A different embodiment represents the second, alternative, model, wherein the determining of the Laplacian matrix is based on the concentration-diffusion model of the diffusion equation, further comprising the steps of determining the concentration-diffusion model of the diffusion equation representing the data, wherein the concentration-diffusion model is a system made of interacting quasiparticles subjected to concentration or diffusion, each quasiparticle of the concentration-diffusion model corresponds to a point in the data, and the model quasiparticle interaction conductivity coefficients are determined by pair-wise comparison of data points, wherein the interaction is diffusive and the interaction conductivity coefficient is positive if the data points in the pair are similar, or the interaction is absent and the interaction conductivity coefficient is zero, if the data points in the pair are not comparable, or the interaction is concentrative and the interaction conductivity coefficient is negative, if the data points in the pair are disparate, and wherein the strength of the interaction and the amplitude of the interaction coefficient represent the level of similarity or disparity; determining eigenmodes of the concentration-diffusion model of the diffusion equation, wherein the eigenmodes are eigenvectors of the eigenvalue problem; determining the Laplacian matrix as the matrix of the eigenvalue problem.

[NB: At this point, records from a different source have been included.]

PR #817, opened 2019-03-26
[WIP] Initial AI combat response

cyanpill:
## Summary
Initial step of combat AI response, recording aggro, and responding with a text message in say range. Stalled until other systems progress.

- Checks aggro values to make sure highest is first
- aggro modifier from archetypes 
- Proximity aggro, which activates only the one critter
- Aggro only dropped when target dies, or goes out of range.

### Improvements To Do:
- Taunt takes priority(maybe add 1000 to values when flag is true?)
- EM activates entire spawn of critters
- Movement of critters to get into range, and turning to face target.
- Actually use powers, which requires critters storing powers, and lots of tweaks to how powers work. Might need to load a list of melee and a list of ranged powers, then have AI for: noattacks, melee only, prefer melee, prefer ranged


ldilley:
Attempting to build this PR with Visual Studio 2017 Pro to see why it chokes on the range-based loop syntax.

broxen:
This can probably merge if the Appveyor issue can be resolved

It is realized realize that, despite being very different, the vibration model of the wave equation and the concentration-diffusion model of the diffusion equation determination of their eigenmodes, also sometimes called standing waves, can be reduced to the same eigenvalue problem, after separating temporal and spatial variables.

Thus, in another embodiment, the Laplacian matrix in the vibration model of the wave equation and in the concentration-diffusion model of the diffusion equation can be determined as a graph Laplacian matrix, wherein the graph Laplacian matrix is determined for the data represented using the graph, thus connecting the models to the graph based data processing. This realization allows us to determine how to treat the repulsive spectrum in the Laplacian matrix for the purpose of data processing based on the analysis of time-dependent behavior of a solution of any of the two models.

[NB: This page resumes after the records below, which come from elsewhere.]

PR #818, opened 2019-03-26
Persistent revealed fog of war

### LINKED ISSUE #371: Minimap State needs to store array and serialize to database
Opening your map you'll see the "fog of war" or shadow over the map tiles. Moving around uncovers or reveals these map tiles. We need to store the array of tiles per map, and serialize them to the database in some form. Possibly under some kind of `PlayerProgress` struct that will include contact lists, clues, badges and souvenirs in the future.

`MapInstance::on_minimap_state(...)` in MapInstance is a place to start. That event has the following variables:
- `uint32_t tile_idx;` - the index of the tile being uncovered

Steps to complete this feature request:
- [ ] Get current map_idx for use in minimap_state
- [ ] Store tile idx in nested array grouped by map_idx
- [ ] Store array in PlayerData (maybe new struct called PlayerProgress? Is it necessary?)
- [ ] Serialize minimap_state_array to database for cross-session persistence
- [ ] Determine which opcode is used to receive map state upon map transfer or login (aka, how does the client know what parts of the map are revealed?)
- [ ] Serialize array from database back to array stored in PlayerData
- [ ] Send updated array to client upon log in, or map transfer based upon map_idx

Feel free to discuss or add additional features in the comments below. I'll add relevant info here.

Frozyn:
## Summary
Revealed map cells are saved to the database and are used to reveal the fog of war across sessions.

### Issues closed
Closes #371 

- Added cereal load and save functions to `serialization_types.h` for the type `std::map<uint32_t, std::array<bool, 1024> >`.
- Added 3 new files; `PlayerProgress.cpp`, `PlayerProgress.h`, and `VisitMapCells.h`. Added them to their respective `CMakeLists.txt` files.
- Added `PlayerProgress m_player_progress` member variable to the `PlayerData` struct.
- Added an archive for `m_player_progress` to `playerdata_serializers.cpp`.
- Created `PlayerProgress` struct for storing all map tiles that the player has revealed so far.
- Included `VisitMapCells.h` to `GameCommandList.h`.
- Uncommented the event declaration for `evVisitMapCells` map event type.
- Created `VisitMapCells` class. The class serializes to the BitStream data for setting the opacity of the fog of war, the number of map tiles (always 1024), and an array of uint8_t for determining which tiles are revealed.
- Added `sendVisitMapCells()` to `DataHelpers.cpp` and `DataHelpers.h`.
- `MapInstance::on_mini_map_state()` now also sets an element in `m_visible_map_cells` to true whose index corresponds to the revealed map tile from the triggered event.
- `MapInstance::on_client_resumed()` invokes `sendVisitMapCells()` using `m_visible_map_cells` data.
- Added `m_player_progress` to the instantiation of `PlayerData` in `MapInstance::send_character_update()` and `MapInstance::send_player_update()`.

### Demonstration
The following link demonstrates revealing the fog of war on log in and after map transfer (both using `on_client_resumed` event).
https://i.gyazo.com/f5fcb2c89fcc552902499992d5177f37.mp4

### Issues
A bug(?) exists where, if the map is left open while logging in or transferring to another map, then the fog of war won't be revealed as it should. The player won't be able to reveal any fog of war in tiles that were already supposed to be revealed unless they were to enter a tile they haven't yet revealed, in which case all of the tiles that should have been revealed will be revealed. If the map is closed before logging in or transferring maps, then the map is revealed correctly. Should we look into closing the map prior to these events?


Projects/CoX/Common/GameData/playerprogress.cpp
```diff
@@ -0,0 +1,28 @@
+/*
+ * SEGS - Super Entity Game Server
+ * http://www.segs.io/
+ * Copyright (c) 2006 - 2018 SEGS Team (see AUTHORS.md)
+ * This software is licensed under the terms of the 3-clause BSD License. See LICENSE.md for details.
+ */
+
+#include "PlayerProgress.h"
```
cyanpill: Minor problem- you named the files with lowercase, but reference with uppercase. Linux doesn't like that!

Frozyn: Doh! Good eye, I'll take care of that

nemerle: Just a note, most of our headers are UpperCase :)

cyanpill:
I had the same bug when testing, almost like it's not refreshing the map if it was already open? No idea if we even have a command to force the map to refresh, but that might do it.

Projects/CoX/Servers/MapServer/DataHelpers.cpp
```diff
@@ -377,6 +377,12 @@ void sendFloatingNumbers(MapClientSession &sess, uint32_t tgt_idx, int32_t amoun
     sess.addCommand<FloatingDamage>(sess.m_ent->m_idx, tgt_idx, amount);
 }
 
+void sendVisitMapCells(MapClientSession &sess, bool is_opaque, std::array<bool, 1024> visible_map_cells)
+{
+    // qCDebug();
```
broxen: Please remove this commented line.

Projects/CoX/Servers/MapServer/MapInstance.cpp
```diff
@@ -2151,6 +2155,8 @@ void MapInstance::on_client_resumed(ClientResumedRendering *ev)
         map_server->session_xfer_complete(session.link()->session_token());
     }
 
+    sendVisitMapCells(session, false, session.m_ent->m_player->m_player_progress.m_visible_map_cells[session.m_current_map->m_index]);
```
broxen: TODO: in a future PR we need to check the map type to verify if `is_opaque` should be true/false.

Projects/CoX/Common/GameData/playerdata_definitions.h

For example, in the vibration model of the wave equation any eigenmode corresponding to a negative eigenvalue in the repulsive spectrum contributes to increasing the amplitudes of vibrations of components when the interaction between the components is repulsive. The increasing of the amplitudes of vibrations of the components is an indication that the components are not likely to appear in the same cluster, for the purpose of data clustering. The increasing is advantageous because it makes the determining of clusters simpler. This argument also suggests that the repulsive spectrum is more important compared to the attractive spectrum or even the neutral spectrum, and thus should be treated preferentially in the upcoming embodiments related to the clustering.

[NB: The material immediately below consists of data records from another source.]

PR #836, opened 2019-04-03
Update WhoAll

### LINKED ISSUE #831: Wrong level shows in /whoall
## Summary
Using `/whoall` shows the wrong level number for players. Looks to be `-1`.

This is likely because the client indexes levels at 0, and we're not adjusting for `/whoall` we should.

## Proposed fix
This one is dead simple. Check the code for `/whoall` in SlashCommand.cpp, and ensure that it's adjusting level + 1 when outputing to the console.

Marking `good-first-issue`

HeraldOfOmega:
## Summary
Show proper level in /whoall

### Issues closed
Closes #831

### DIFF
--- a/Projects/CoX/Servers/MapServer/SlashCommand.cpp
+++ b/Projects/CoX/Servers/MapServer/SlashCommand.cpp
@@ -1544,8 +1544,8 @@ void cmdHandler_WhoAll(const QString &/*cmd*/, MapClientSession &sess)
     {
         Character &c(*cl->m_ent->m_char);
         QString    name      = cl->m_ent->name();
-        QString    lvl       = QString::number(getLevel(c));
-        QString    clvl      = QString::number(getCombatLevel(c));
+        QString    lvl       = QString::number(getLevel(c)+1);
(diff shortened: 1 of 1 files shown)


Projects/CoX/Servers/MapServer/SlashCommand.cpp
```diff
@@ -1544,8 +1544,8 @@ void cmdHandler_WhoAll(const QString &/*cmd*/, MapClientSession &sess)
     {
         Character &c(*cl->m_ent->m_char);
         QString    name      = cl->m_ent->name();
-        QString    lvl       = QString::number(getLevel(c));
-        QString    clvl      = QString::number(getCombatLevel(c));
+        QString    lvl       = QString::number(getLevel(c)+1);
```
broxen: Thanks Herald, You rock!

One nit pick, but since it may not be clear to future devs why we've added this `+1` to these values, can we add a comment to each line explaining that the server stores these values with a 0 index, and reference Issue #831?

Thank you!!!

PR #842, opened 2019-04-05
Alleviate some build warnings

dracc:
## Summary
Compilation outputs quite a few warnings for minor stuff such as unused variables and/or function arguments.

The advantageous increase of the amplitudes of vibrations of the components of repulsive eigenmodes for the purpose of data partitioning is shown in FIGS. 9 and 10. FIGS. 9 and 10 are complementary to FIGS. 6A and 6B, respectively. FIG. 9 shows the prior art vibration model with only attractive springs 804. The displacement 905 of the masses 801 from the equilibrium state 910 in the middle of the system is relatively small, so the clusters 901 are difficult to detect.

In FIG. 10, the repulse spring 803 increases the displacement of the masses from the equilibrium state 1010 in the middle of the system, and hence the clusters 1001 are easier and more reliable to detect compared to the prior art clusters 901.

The possibility of imposing one or more constraints on the eigenvectors of the graph Laplacian matrix are further described, wherein the one or more constraints is a one or a combination of setting specific eigenvector components to zero, imposing sparsity of eigenvector components, and requiring that the eigenvector is perpendicular to a set of given vectors. It is advantageous to have the constraints, because the constraints give the data scientist an opportunity to incorporate semi-supervised data learning into the graph based data processing. For example, the constraints may be obtained from a data processing procedure previously performed on similar data.

Next, several embodiments of determining of the operation of the data processing are briefly summarized, based on the realization that various spectra of the Laplacian matrix need to be treated differently. In one embodiment, the determining of the operation further comprises the steps of determining selected eigenvalues and corresponding eigenvectors of the Laplacian matrix, wherein the selected eigenvalues are based on one or a combination of the attractive spectrum, the repulsive spectrum, the neutral spectrum, targeted eigenvalues of the attractive spectrum, and targeted eigenvalues of the repulsive spectrum, targeted eigenvalues of the neutral spectrum, and finally, determining the operation using the Laplacian matrix and the selected eigenvalues and the corresponding eigenvectors of the Laplacian matrix. The eigenvalues are targeted according to the needs of the specific operation of the data processing. For example, fur a low-pass graph based filtering of the data representing signals, the targeted eigenvalues are 406 the smallest, below the gap 405 using a band threshold, eigenvalues of the Laplacian matrix, starting with the repulsive spectrum when present as shown in FIG. 4.

A further embodiment determines the operation, using one or a combination of a projection on a subspace determined by the selected eigenvectors, and an iterative method to improve approximations to the selected eigenvectors.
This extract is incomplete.